Poppy is Win’s opposite. Where Win is organized to the point of obsession, Poppy lets everything and everyone slide. Including jobs, apartments and relationships. She drops debris wherever she lands, and seems to expect someone else to pick up the pieces. That someone has usually been Win. But in Poppy’s entire life, there are only two people that she has ever been able to count on. One is Win, and the other is her 16-year-old cat Sasquatch.
Their parents have never been responsible parties. Their dad is a not-very-functional alcoholic, and their mother is such a complete “free spirit” that she neglected the girls and left them to raise themselves.
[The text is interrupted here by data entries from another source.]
PR #114, opened 2020-09-21
Add ZCU106 support

sgherbst:
## Summary
This small PR adds support for running emulations on the ZCU106 board.  We should hold off on approving it until it is confirmed to be working for @zamyers.

## Details
1. ``setup.py`` is updated to use the most recent version of **anasymod**, which now has support for ZCU106.
2. A memory corruption bug was fixed in the ``main.c`` firmware files used for the low- and high-level emulators.  I'm not sure why this only showed up for ZCU106, not ZC706 or other boards, but it appears to be related to how null character termination was being done and whether ``unsigned`` vs. ``unsigned long`` was used as the format in ``sscanf``.


zamyers (approved):
LGTM

Issue #115, opened 2020-09-21
Add long-duration histogram capability


sgherbst:
This feature would be used to explore ADC noise.  At the moment we can only capture batches of ~1000 points at a time, but to study the tails of the distribution, we need to include orders of magnitude more samples.

PR #116, opened 2020-09-23
Add histogram measurement feature

sgherbst:
## Summary

This feature resolves issue #115 by adding a histogram block to DragonPHY.  This is intended to be used to study ADC noise, examine the bimodal distribution of data at the FFE output, and possibly to construct eye diagrams.  Users can specify the histogram input to be: (1) any ADC output (including replicas), (2) any FFE output, and (3) an on-chip data generator.  This last option can produce data with various distributions, for histogram.

The implementation includes two small SRAMs (each 256x64).  I thought about instantiating the exact same SRAM that is already used for waveform capture (1024x144), but since that SRAM is 9x larger than what is needed for the histogram, I figured it would be worth it to generate another SRAM.  I updated the **mflowgen** steps accordingly through synthesis, but affected PnR steps such as floorplanning will have to be updated by someone with process access (that person should also take a look at the new `mc-gen-sram-small` step to make sure it's right).

Note: this PR is independent from PR #114 and they can be merged in either order.

## Details
1. The histogram is implemented using SRAM, where each memory address corresponds to one possible value of the ADC output.  Since the SRAM is single-port, incrementing the value at a particular memory address is a two-cycle process.  Hence, two SRAMs are used in an alternating fashion to log all of the incoming data.  When the user reads the histogram value at a particular address, the outputs of both SRAMs at that address are summed.
2. The histogram feature is used by setting `hist_mode` to `RESET`, then `CLEAR` for a short period of time to clear the SRAMs (1us is plenty), and finally `RUN` to capture data.  When the user is ready to read the histogram, they change `hist_mode` to `FREEZE`, which stops the histogram from updating.  The `hist_count` at each address can be read out, as well as the `hist_total` of all addresses.  These values are 64-bit, which would allow for hundreds of years of operation without overflowing (for the true aficionados of distribution tails :-)).  Each 64-bit value is split into 32-bit `upper` and `lower` JTAG registers.
3. Histogram addresses should be interpreted in twos-complement when working with ADC or FFE data, which is signed.  So the address `8'b11111111` (255) refers to an ADC output of `-1`.
4. The source of histogram data can be selected using the `hist_source` and `hist_src_idx` JTAG registers.  For `hist_source`, `0` means "ADC", `1` means FFE, and `3` means the data generator used for BIST.  (If we have any outputs from MLSD that could be logged using a histogram, those could be mapped to `2`).  The `hist_src_idx` setting only applies when the source is "ADC" or "FFE", in which case it references to the ADC slice / FFE channel.  For the ADC, indices `16` and `17` are replica ADCs.  It might be interesting to monitor the noise histogram of a replica with and without the other ADCs running to study power supply noise.
5. The BIST data generator is mainly controlled by JTAG registers `data_gen_mode`, `data_gen_in_0`, and `data_gen_in_1`.  When `data_gen_mode` is `UNIFORM`, the data generator produces a uniform distribution between 0-255.  This data stream is not pseudorandom; the values are simply produced sequentially.  Another mode is `CONSTANT`, where the data generator produces a steady value of `data_gen_in_0`.  `INCL` is a more general version of `UNIFORM`, producing a uniform distribution between `data_gen_in_0` and `data_gen_in_1`.  `EXCL` is the opposite of `INCL`, producing values outside the interval between `data_gen_in_0` and `data_gen_in_1`.  Finally, `ALT` alternates between `data_gen_in_0` and `data_gen_in_1` on every cycle of `clk_adc`.
6. I added new **mflowgen** steps to generate the smaller SRAM: `openram-gen-sram-small` and `mc-gen-sram-small`.  The `openram-gen-sram-small` step is exercised through our regression testing flow, but I do not have a way to test `mc-gen-sram-small` myself, since I do not have process access.
7. I am using the `System` clock domain for all of the JTAG registers (input and output) related to the histogram.  I am assuming this synchronizes I/O to `clk_adc` -- it is particularly important that `hist_mode` is synchronized, since otherwise the transitions in the histogram state machine could be messed up.  (We should confirm what synchronization is being done -- maybe @zamyers would know?)


standanley (approved):
This PR looks good! I have a couple notes but nothing that blocks the merge.

There's a TODO in the digital core that asks about using MLSD output as histogram data. That seems like a good tool to have and is probably relatively low-effort to implement; we should remember to bring it up at the next circuits meeting.

In the CPU models and FPGA models it looks like sram.sv and sram_small.sv are the same except for the default sizes. It might make sense to implement sram_small as an instantiation of sram with different parameters, although it would make the hierarchy a little more confusing.

PR #122, opened 2020-10-01
PFD offset calibration loop updates

sgherbst:
## Summary
This PR is an update to the PFD offset calibration feature, including several new block- and system-level tests.  The main implementation change has to do with the `update` signal used to reset averages and histograms: previously a generated clock signal was involved, but this has now been replaced with a clock enable signal.  The result is a simpler synthesis flow, both for the ASIC and for FPGA emulation.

To say that their parents are totally uninvolved with their lives, and always have been, is an understatement of epic proportions.
So when Poppy quits her latest job, she surprises Win by moving in with her at Butternut Lake, dragging all her possessions and Sasquatch up from Minneapolis in the care (and car) of a nice guy she met on her morning coffee breaks when she was still working.
Poppy doesn’t even know Everett’s last name. And Win thinks that Everett agreed to give Poppy a lift because he was interested in her incredibly beautiful sister. But like so many other things that happen in Butternut Lake, nothing about Poppy’s retreat to Win, Everett’s reasons for giving Poppy a lift, or even the truth behind the dynamics of Win’s and Poppy’s relationship, are exactly what they seem.
And the truths that are finally revealed set them both free.
Escape Rating A-: At first, everything in this story seems so obvious, and then it suddenly isn’t. Win and Poppy act out a dynamic that happens so often in real families, one becomes super responsible, and the other becomes super irresponsible. The good girl and the bad girl. One makes messes, the other cleans up. And that seems like a natural response to the way they weren’t brought up. Poppy imitates their parents (minus the drinking) and Win goes 180 degrees the opposite direction. And of course they drive each other bananas.
Win is tired of cleaning up after Poppy and taking care of her messes. Poppy is tired of Win’s obsessive need for order. (When someone starts fuming about the “right” way to load a dishwasher, the reaction of not wanting to help is not a surprise). But Win has a point about Poppy’s fecklessness and Poppy has a point about Win needing to let her grief take its course instead of continuing to create shrines to it.
But they can’t really reach each other until a crisis finally breaks Poppy out of the fog she’s been living in for the last 15 years. Until she lets go of her old traumas, she can’t deal with the new ones that have come barreling toward her.
She falls in love for the very first time. And is too frozen with suppressed PTSD to act on it. And the one person who has always been there for her, dear old Sasquatch, has used up his 9th life.
While the nature of Poppy’s suppressed trauma was all too easy to figure out before the big reveal, once it all finally comes out every character has to reassess their relationship with Poppy, and Poppy has to reassess their relationship with her. It’s only when she lances the boil in the past that she is able to heal and grow into herself in the present.
Both Poppy and Win find love. For Poppy, it’s her need to finally enter into an adult relationship that makes her open up the memories she has ruthlessly (and also rootlessly) suppressed. For Win, it’s a chance to look at her life and what’s holding her back from living it. And she nearly screws it up. Which is what makes them both so human and so likeable.
And poor Sasquatch. He was a good cat, and Poppy gave him a good life. He was there when she needed him, and at the end, she’s there when he needs her to make the hard decision. Particularly for those of us who have had a companion animal at a critical part of their lives, the scenes with Sasquatch and her memories of all the times he was there for her require a box of tissues.